For me, these thoughts, painful suicidal/existential ones occured automatically after a week of overthinking life. Just the idea of "me" being alive freaks me out somehow and for 4 months I've felt like I should've died after the week of overthinking. But I feel like in my case, I didnt really consciously think of suicide, but rather the thoughts came unconsciously, I dont know, it feels strange.

"There's what's called a lower death drive and an upper death drive.

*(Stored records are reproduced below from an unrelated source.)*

PR #70205, opened 2026-07-21
Allow separate object and pod labels for chart components

### LINKED ISSUE #53190: dagProcessor in helm chart doesn't have a labels section
### Description

All other parts of the helm chart have a labels section specific to the workload except for the dagProcessor. Can one be added please?

### Use case/motivation

I'd like the dagProcessor to have labels

### Related issues

_No response_

### Code of Conduct

vyncint:
Add `podLabels` so workload object labels and pod labels can be configured separately, for `apiServer`, `scheduler`, `workers.celery`, `triggerer`, `dagProcessor`, `flower`, `statsd`, `pgbouncer`, `redis` and `otelCollector`.

When `podLabels` is unset, existing behavior remains unchanged: `<component>.labels` stays on the pods, while the Deployment or StatefulSet receives only global labels. Setting `podLabels` (including `{}`) opts into separation: `<component>.labels` applies to the workload object and `<component>.podLabels` applies to pods. Component values retain precedence over global labels.

`otelCollector` is the one exception: its Deployment already merged component labels onto the object, so only its pod side gains the new knob and its object labels are unchanged.

closes: #53190

Behaviour matrix, verified by rendering every affected workload:

| `podLabels` | workload object labels | pod labels |
| --- | --- | --- |
| unset (default `~`) | global only — unchanged | component + global |
| set | component + global | podLabels + global |
| `{}` | component + global | global only |

Tests:

- `pytest helm_tests/airflow_aux/test_pod_labels.py helm_tests/dagprocessor` — 38 passed. The new module parametrizes all three states over every component; `dagProcessor` keeps its existing dedicated module.
- `pytest helm_tests/{dagprocessor,statsd,otel_collector,redis} helm_tests/airflow_core/test_{api_server,scheduler,triggerer,worker}.py helm_tests/other/test_{flower,pgbouncer}.py` — 779 passed, 1 failed.
- `pytest helm_tests/airflow_aux/test_{chart_quality,basic_helm_chart,annotations}.py` — 114 passed, 9 failed.
- Backward compatibility: `helm template` with every component's `labels` set and `podLabels` unset is **byte-identical to main across 3638 lines** (random secrets pinned so the render is deterministic).

The 10 local failures are pre-existing and unrelated: they assert on Helm's JSON-schema error wording (`value must be one of 'X'`) while local Helm 3.14.4 emits `must be one of the following: "X"`, and they cover `dags.persistence.accessMode`, `*.pullPolicy` and `apiServer.securityContext`. Re-running the same modules on a clean checkout reproduces exactly the same counts, so this change adds no new failures.

---

- [X] Yes — Codex (GPT-5) for the initial `dagProcessor` commit, Claude Opus 5 for this revision

Generated-by: Codex (GPT-5), Claude Opus 5 following [the guidelines](https://github.com/apache/airflow/blob/main/contributing-docs/05_pull_requests.rst#gen-ai-assisted-contributions)

### DIFF
--- a/chart/newsfragments/53190.feature.rst
+++ b/chart/newsfragments/53190.feature.rst
@@ -1,0 +1,1 @@
+Allow Dag processor pod labels to be configured separately with ``dagProcessor.podLabels``.
--- a/chart/newsfragments/53190.feature.rst
+++ b/chart/newsfragments/53190.feature.rst
@@ -1,1 +1,1 @@
-Allow Dag processor pod labels to be configured separately with ``dagProcessor.podLabels``.
+Allow pod labels to be configured separately from object labels with ``podLabels``, for ``apiServer``, ``scheduler``, ``workers.celery``, ``triggerer``, ``dagProcessor``, ``flower``, ``statsd``, ``pgbouncer``, ``redis`` and ``otelCollector``. Leaving ``podLabels`` unset keeps the existing behaviour.
--- a/chart/templates/api-server/api-server-deployment.yaml
+++ b/chart/templates/api-server/api-server-deployment.yaml
@@ -30,6 +30,12 @@
 {{- $containerSecurityContext := include "containerSecurityContext" (list .Values.apiServer .Values) }}
 {{- $containerSecurityContextWaitForMigrations := include "containerSecurityContext" (list .Values.apiServer.waitForMigrations .Values) }}
 {{- $containerLifecycleHooks := or .Values.apiServer.containerLifecycleHooks .Values.containerLifecycleHooks }}
+{{- $deploymentLabels := .Values.labels }}
+{{- $podLabels := .Values.apiServer.labels }}
+{{- if ne .Values.apiServer.podLabels nil }}
+  {{- $deploymentLabels = mustMerge (deepCopy .Values.apiServer.labels) .Values.labels }}
+  {{- $podLabels = .Values.apiServer.podLabels }}
+{{- end }}
 apiVersion: apps/v1
 kind: Deployment
 metadata:
@@ -40,7 +46,7 @@ metadata:
     release: {{ .Release.Name }}
     chart: "{{ .Chart.Name }}-{{ .Chart.Version }}"
     heritage: {{ .Release.Service }}
-    {{- with .Values.labels }}
+    {{- with $deploymentLabels }}
       {{- toYaml . | nindent 4 }}
     {{- end }}
   {{- if .Values.apiServer.annotations }}
@@ -80,8 +86,8 @@ spec:
         tier: airflow
         component: api-server
         release: {{ .Release.Name }}
-        {{- if or .Values.labels .Values.apiServer.labels }}
-          {{- mustMerge .Values.apiServer.labels .Values.labels | toYaml | nindent 8 }}
+        {{- if or .Values.labels $podLabels }}
+          {{- mustMerge (deepCopy $podLabels) .Values.labels | toYaml | nindent 8 }}
         {{- end }}
       annotations:
         checksum/metadata-secret: {{ include (print $.Template.BasePath "/secrets/metadata-connection-secret.yaml") . | sha256sum }}
--- a/chart/templates/dag-processor/dag-processor-deployment.yaml
+++ b/chart/templates/dag-processor/dag-processor-deployment.yaml
@@ -31,6 +31,12 @@
 {{- $containerSecurityContextLogGroomerSidecar := include "containerSecurityContext" (list .Values.dagProcessor.logGroomerSidecar .Values) }}
 {{- $containerSecurityContextWaitForMigrations := include "containerSecurityContext" (list .Values.dagProcessor.waitForMigrations .Values) }}
 {{- $containerLifecycleHooks := or .Values.dagProcessor.containerLifecycleHooks .Values.containerLifecycleHooks }}
+{{- $deploymentLabels := .Values.labels }}
+{{- $podLabels := .Values.dagProcessor.labels }}
+{{- if ne .Values.dagProcessor.podLabels nil }}
+  {{- $deploymentLabels = mustMerge (deepCopy .Values.dagProcessor.labels) .Values.labels }}
+  {{- $podLabels = .Values.dagProcessor.podLabels }}
+{{- end }}
 apiVersion: apps/v1
 kind: Deployment
 metadata:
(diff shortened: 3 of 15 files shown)


Miretpl:
Could you please check discussions from previous proposed PRs for the relevant change https://github.com/apache/airflow/pull/59290?

Miretpl (changes requested):
Requesting changes to block accidential merge

vyncint:
Thanks @Miretpl — I read through #59290 and understand the hold now. That PR made the same change for the webserver and stalled on a design question that was never settled, so rather than re-land it for dag-processor I'd like a direction first.

Today per-component labels (e.g. dagProcessor.labels) only land on the pod template (spec.template.metadata.labels); the Deployment's own metadata.labels gets global labels only. Two ways to close that gap:

A) Merge component labels onto the Deployment metadata directly (what this PR does now). Simple, but it changes where existing users' labels land, so it's a backward-compatibility concern.

B) Add a per-component podLabels section (like the existing annotations / podAnnotations split): labels go to the Deployment, podLabels to the pod, and when podLabels is unset, labels fall back to the pod level to preserve today's behavior. This is the approach Miretpl proposed in #59290.

On scope, #59290 also concluded this should be applied across all components rather than one at a time, and target apiServer rather than webserver (webserver is going away with Airflow 2.x). Happy to broaden this PR accordingly.

Could a committer confirm (1) approach A or B, and (2) whether you want the full multi-component change in one PR? I'll rework and rebase onto main once there's a direction. cc @jscheffl @potiuk @jedcunningham @romsharon98

Miretpl:
My idea https://github.com/apache/airflow/pull/59290#issuecomment-3667433158 after becoming a Committer (I wasn't back then) is still the same. Separation, like in annotations, gives more flexibility, and I see cases when it would be nice to separate labels between the pod and the deployment itself. And if there will be a user who will want to have the same labels, there will be a possibility to set the same value on both levels.

vyncint:
Thanks @Miretpl — agreed, the separation is the cleaner model. I'll go with podLabels:

- labels -> Deployment metadata.labels
- podLabels -> pod spec.template.metadata.labels
- backward compatible: when podLabels is unset, labels stay on the pod level (today's behavior) and the Deployment keeps only global labels.

I'll implement it on dag-processor here first as the reference pattern (values.yaml + template + tests), and once you're happy with it extend the same pattern to the other components, using apiServer rather than webserver. Prefer everything in one PR, or dag-processor first then follow-ups?

Miretpl:
> I'll implement it on dag-processor here first as the reference pattern (values.yaml + template + tests), and once you're happy with it extend the same pattern to the other components, using apiServer rather than webserver. Prefer everything in one PR, or dag-processor first then follow-ups?

In general small PRs are better, but whole thing will rather not be big, so I will adjust. Do as it will be more comfortable for you.

> using apiServer rather than webserver

The Webserver will also be needed, but for the 1.2x line (on main we have 2.0) only.

vyncint:
Implemented the `podLabels` split requested in the review and earlier discussion:

- Leaving `dagProcessor.podLabels` unset preserves the existing behavior: `dagProcessor.labels` applies to pods, while the Deployment receives global labels only.
- Setting `dagProcessor.podLabels` (including `{}`) opts into separation: `dagProcessor.labels` applies to the Deployment and `dagProcessor.podLabels` applies to pods.
- Component labels keep precedence over global labels, and `deepCopy` prevents `mustMerge` from mutating the source values.

I also added values/schema documentation, a news fragment, and regression coverage for the fallback, separated-label, collision, and explicit-empty-map cases. The branch is rebased on current `main`.

Validation completed:

- `breeze testing helm-tests --use-xdist` — 2095 passed
- `breeze ci selective-check --commit-ref HEAD`

---

vyncint:
Verified on the rebased branch:

- `podLabels` unset — unchanged behavior (Deployment: global only, pods: component + global)
- `podLabels` set — Deployment: component + global, pods: podLabels + global
- `podLabels: {}` — pods get global only
- collisions — component wins on the Deployment, podLabels wins on pods

Backward compatibility: rendering the whole chart with the same values against current `main` and against this branch gives byte-identical output.

Tests: 7 passed in `test_labels_deployment.py`, 125 passed across the dagprocessor, redis, statsd and otel_collector helm suites.

Ready for review @Miretpl.

vyncint:
@Miretpl extended the pattern to the remaining components in 177dc55: apiServer, scheduler, workers.celery, triggerer, flower, statsd, pgbouncer, redis and otelCollector. Title and description updated to match the wider scope.

otelCollector turned out to be the one exception. Its Deployment already merged component labels onto the object, so there is no backward-compatibility branch to preserve there — only its pod side gains the knob, and its object labels are unchanged. Every other component follows the dagProcessor shape exactly.

Verification:

- helm template with every component's labels set and podLabels unset is byte-identical to main across 3638 lines, with the random secrets pinned so the render is deterministic. That is the backward-compatibility proof.
- New parametrized module helm_tests/airflow_aux/test_pod_labels.py covers all three states (unset, set, {}) for every component: 38 passed together with the existing dagProcessor module. I put the new cases in one parametrized module rather than nine near-identical files, following test_annotations.py; happy to split them per component if you prefer that layout.
- Component suites for statsd, otel_collector, redis, api_server, scheduler, triggerer, worker, flower and pgbouncer: 779 passed, 1 failed.
- Chart quality, basic chart and annotations modules: 114 passed, 9 failed.

The 10 failures are pre-existing and unrelated. They assert on Helm's JSON-schema error wording, and local Helm 3.14.4 phrases it differently from what the tests expect; they cover dags.persistence.accessMode, pullPolicy and apiServer.securityContext. Running the same modules on a clean checkout of the base gives exactly the same counts, so nothing here is new. CI runs a pinned Helm, so I expect them green there.

vyncint:
Hi @Miretpl,

Following up on this. The podLabels split you asked for is in, and I extended it to the remaining components in 177dc55: apiServer, scheduler, workers.celery, triggerer, flower, statsd, pgbouncer, redis and otelCollector.

Could you take another look when you have a moment? The changes-requested review is still blocking merge.

Miretpl:
@vyncint Most of the people here are doing work voluntarily, so getting feedback may take some time, especially in the AI era where it is easy to generate a PR, but still people have to take a look at it if it is aligned with the project. Sooner or later, I or some other maintainer will take another look at the PR and give another round of feedback. Please do not mention people when the PR is stale for a day or two. If it is stale for around 2 weeks, I think it is a good time period to try to ping any maintainer for the review.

The lower death drive is when the ego hates itself so much it wants to put itself out of its suffering through suicide. (Not so good)

The upper death drive is when the ego is wise enough to realize that it's an illusion, and wants to end it's suffering through surrender to truth."


----------



## 128682 (Jan 3, 2019)

omg. I can relate to this. how did you deal with this?


----------



## forestx5 (Aug 29, 2008)

Reading the book "Genome" and it is full of the hard facts of life as a human. Genes represent our history from the original organism from which we descended.

Some of what we learn is archived as instinct. We also have a brain and consciousness for the day to day stuff..

It is unlikely, according to the book, that any human alive today will project genetic code into the distant future.. The human species is half way through

its expected life span. The "doomsday clock" is set at 2 minutes before midnight. That's the gloomy outlook for the species.

For the individual, the forecast is for less than 100 years. Not really enough time to be concerned about.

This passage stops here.